I am autotuning the TVM Testing MobileNet with the main application (autotuning loop, building) and RPC tracker running on one server, and multiple RPC servers for remote execution/measurement running on two other physical servers with the same GPU model.

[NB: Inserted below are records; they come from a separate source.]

PR #8049, opened 2022-11-14
[UWP Renderer] Check radio buttons when they receive focus

### LINKED ISSUE #7630: [DesignerBug 31602479: [Functional - Adaptive Cards - Inputs.Json]: The functionality of radio buttons are not working as expected in 'Input.Text element' Pane.
### Problem Description

[Bug 31602479](https://microsoft.visualstudio.com/OS/_workitems/edit/31602479): [Functional - Adaptive Cards - Inputs.Json]: The functionality of radio buttons are not working as expected in 'Input.Text element' Pane.

User Experience:

It will impact the all the users if the functionality of the radio button is improper as the buttons are getting selected by using space key.

Test Environment:

Application: Adaptive Cards
OS version: 2004 (OS Build 21301.1000)

Application Version: 2101.28.1.0

Pre-Requisite: Launch the Adaptive Card application.

Repro steps:

1. Launch the Adaptive Card application.

2. Adaptive Card UWP Visualizer screen starts appearing. 

3. Navigate to Inputs.Json button and activate it.

4. Adaptive card 'Input.Text element'  will be appeared on right sight of the pane.

5. Navigate to Red radio button and verify the issue. 

Actual Result:

The functionality of radio buttons are not working as expected in 'Input.Text element' Pane. The radio buttons are getting selected by pressing space key on radio buttons.

Note:

This issue is repro'ing thorough out the application

Expected result:

The radio buttons should be getting selected automatically when focus lands on it by using up and down arrow key.

### Card JSON

```JSON
Designer Bug. Repro on UWP Adaptive Card visualizer
```

### Screenshot

_No response_

anna-dingler:
# Related Issue

Fixes #7630 

# Description

When receiving focus via arrow keys, Radio Buttons should also be checked.

I added logic to the `PreviewKeyDown` event for Radio Buttons that:
- Checks if the up or down arrow was pressed
- Determines which radio button will receive focus next
- Set `IsChecked(true)` for that button

# Sample Card

Can be tested with https://github.com/microsoft/AdaptiveCards/blob/45caa275735e210f27449570524d4f51a4aff40a/samples/v1.5/Scenarios/InputsWithValidation.json

# How Verified

Verified manually on the UWP Visualizer.

###### Microsoft Reviewers: [Open in CodeFlow](https://portal.fabricbot.ms/api/codeflow?pullrequest=https://github.com/microsoft/AdaptiveCards/pull/8049)

### DIFF
--- a/source/uwp/Renderer/lib/AdaptiveChoiceSetInputRenderer.cpp
+++ b/source/uwp/Renderer/lib/AdaptiveChoiceSetInputRenderer.cpp
@@ -171,22 +171,22 @@ namespace winrt::AdaptiveCards::Rendering::Uwp::implementation
                 }
 
                 radioButton.PreviewKeyDown(
-                    [this, stackPanel](winrt::IInspectable const& sender, winrt::KeyRoutedEventArgs const& args) -> void
+                    [stackPanel, radioButton](winrt::IInspectable const& /*sender*/, winrt::KeyRoutedEventArgs const& args) -> void
                     {
-                        std::uint32_t currentIndex;
+                        std::uint32_t currentButtonIndex;
                         auto children = stackPanel.Children();
                         auto size = children.Size();
-                        if (const auto isButtonFound = children.IndexOf(sender.as<winrt::RadioButton>(), currentIndex))
+                        if (const auto isButtonFound = children.IndexOf(radioButton, currentButtonIndex))
                         {
                             if (args.Key() == winrt::VirtualKey::Down)
                             {
-                                currentIndex = (currentIndex + 1) % size;
-                                children.GetAt(currentIndex).as<winrt::RadioButton>().IsChecked(true);
+                                auto newButtonIndex = (currentButtonIndex + 1) % size;
+                                children.GetAt(newButtonIndex).as<winrt::RadioButton>().IsChecked(true);
                             }
                             else if (args.Key() == winrt::VirtualKey::Up)
                             {
-                                currentIndex = (currentIndex + size - 1) % size;
-                                children.GetAt(currentIndex).as<winrt::RadioButton>().IsChecked(true);
+                                auto newButtonIndex = (currentButtonIndex + size - 1) % size;
+                                children.GetAt(newButtonIndex).as<winrt::RadioButton>().IsChecked(true);
                             }
                         }
                     });
--- a/source/uwp/Renderer/lib/AdaptiveChoiceSetInputRenderer.cpp
+++ b/source/uwp/Renderer/lib/AdaptiveChoiceSetInputRenderer.cpp
@@ -169,6 +169,53 @@ namespace winrt::AdaptiveCards::Rendering::Uwp::implementation
                     // Otherwise, leave all options unset
                     radioButton.IsChecked(IsChoiceSelected(values, input));
                 }
+
+                radioButton.PreviewKeyDown(
+                    [this, radioButton, stackPanel](winrt::IInspectable const& /*sender*/, winrt::KeyRoutedEventArgs const& args) -> void
+                    {
+                        if (args.Key() == winrt::VirtualKey::Down)
+                        {
+                            std::uint32_t index;
+                            auto children = stackPanel.Children();
+                            auto buttonFound = children.IndexOf(radioButton, index);
+
+                            if (buttonFound)
+                            {
+                                winrt::RadioButton nextButton;
+                                if (index < children.Size() - 1)
+                                {
+                                    nextButton = children.GetAt(index + 1).as<winrt::RadioButton>();
+                                }
+                                else
+                                {
+                                    nextButton = children.GetAt(0).as<winrt::RadioButton>();
+
+                                }
+                                nextButton.IsChecked(true);
+                            }
+                        }
+                        else if (args.Key() == winrt::VirtualKey::Up)
+                        {
+                            std::uint32_t index;
+                            auto children = stackPanel.Children();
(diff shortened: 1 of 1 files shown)


source/uwp/Renderer/lib/AdaptiveChoiceSetInputRenderer.cpp
```diff
@@ -169,6 +169,28 @@ namespace winrt::AdaptiveCards::Rendering::Uwp::implementation
...
+                    {
+                        std::uint32_t currentIndex;
+                        auto children = stackPanel.Children();
+                        auto size = children.Size();
+                        if (const auto isButtonFound = children.IndexOf(sender.as<winrt::RadioButton>(), currentIndex))
+                        {
+                            if (args.Key() == winrt::VirtualKey::Down)
+                            {
+                                currentIndex = (currentIndex + 1) % size;
+                                children.GetAt(currentIndex).as<winrt::RadioButton>().IsChecked(true);
```
beervoley, line 184: move this line outside of the if/else to avoid writing it twice:)

source/uwp/Renderer/lib/AdaptiveChoiceSetInputRenderer.cpp
```diff
@@ -169,6 +169,28 @@ namespace winrt::AdaptiveCards::Rendering::Uwp::implementation
...
+                    [this, stackPanel](winrt::IInspectable const& sender, winrt::KeyRoutedEventArgs const& args) -> void
+                    {
+                        std::uint32_t currentIndex;
+                        auto children = stackPanel.Children();
+                        auto size = children.Size();
+                        if (const auto isButtonFound = children.IndexOf(sender.as<winrt::RadioButton>(), currentIndex))
+                        {
+                            if (args.Key() == winrt::VirtualKey::Down)
+                            {
+                                currentIndex = (currentIndex + 1) % size;
```
beervoley, line 183: It might be a good idea to create a new variable `nextButtonIndex` or something like that to hold this number for better readability :)

source/uwp/Renderer/lib/AdaptiveChoiceSetInputRenderer.cpp
```diff
@@ -169,6 +169,28 @@ namespace winrt::AdaptiveCards::Rendering::Uwp::implementation
                     // Otherwise, leave all options unset
                     radioButton.IsChecked(IsChoiceSelected(values, input));
                 }
+
+                radioButton.PreviewKeyDown(
+                    [this, stackPanel](winrt::IInspectable const& sender, winrt::KeyRoutedEventArgs const& args) -> void
```
beervoley, line 174: is there any reason to pass `this` in the lambda capture?:)

source/uwp/Renderer/lib/AdaptiveChoiceSetInputRenderer.cpp
```diff
@@ -169,6 +169,28 @@ namespace winrt::AdaptiveCards::Rendering::Uwp::implementation
...
+                            {
+                                currentIndex = (currentIndex + 1) % size;
+                                children.GetAt(currentIndex).as<winrt::RadioButton>().IsChecked(true);
+                            }
+                            else if (args.Key() == winrt::VirtualKey::Up)
+                            {
+                                currentIndex = (currentIndex + size - 1) % size;
+                                children.GetAt(currentIndex).as<winrt::RadioButton>().IsChecked(true);
+                            }
+                        }
```
beervoley, line 191: also, it'd be probably be a good idea to set `args.Handled(true)` since we've handled the event. Unless we want to bubble it up for some reason?

source/uwp/Renderer/lib/AdaptiveChoiceSetInputRenderer.cpp
beervoley, line 174: @paulcam206, `sender` here should always be the radioButton of interest, right? RadioButton doesn't have any "children" per see that can bubble this event up, so we should be safe here?:)

source/uwp/Renderer/lib/AdaptiveChoiceSetInputRenderer.cpp
anna-dingler: I can restructure this if you prefer (add a top level conditional that checks for both arrow keys)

Occasionally I get this error, which then makes the current task fail:
... File "/usr/tvm/python/tvm/autotvm/measure/measure_methods.py", line 235, in get_build_kwargs remote = request_remote(self.key, self.host, self.port) File "/usr/tvm/python/tvm/autotvm/measure/measure_methods.py", line 535, in request_remote session_timeout=timeout) File "/usr/tvm/python/tvm/rpc/client.py", line 329, in request key, max_retry, str(last_err))) RuntimeError: Cannot request k80 after 5 retry, last_error:Traceback (most recent call last): [bt] (4) /usr/tvm/build/libtvm.so(TVMFuncCall+0x65) [0x7f721515d935] [bt] (3) /usr/tvm/build/libtvm.so(+0x9b5eb4) [0x7f72151beeb4] [bt] (2) /usr/tvm/build/libtvm.so(+0x9b3677) [0x7f72151bc677] [bt] (1) /usr/tvm/build/libtvm.so(+0x9aeb74) [0x7f72151b7b74] [bt] (0) /usr/tvm/build/libtvm.so(+0x153863) [0x7f721495c863] File "/usr/tvm/src/runtime/rpc/rpc_socket_impl.cc", line 80 TVMError: URL server:9104 cannot find server that matches key=client:k80:0.7114652791680667 -timeout=60
I get a lot of these messages in the log of the RPC server:
mismatch key from ('10.0.0.15', 47672) no incoming connections, regenerate key ...
However, this does not happen when I only use RPC servers on one physical servers. Maybe all of these messages are related.
Does anyone know what I might do to fix this?
What is the reason that match keys expire? To prevent clients from hogging servers even if they’re not using them? If so, could the
unmatch_timeout of the server be made configurable?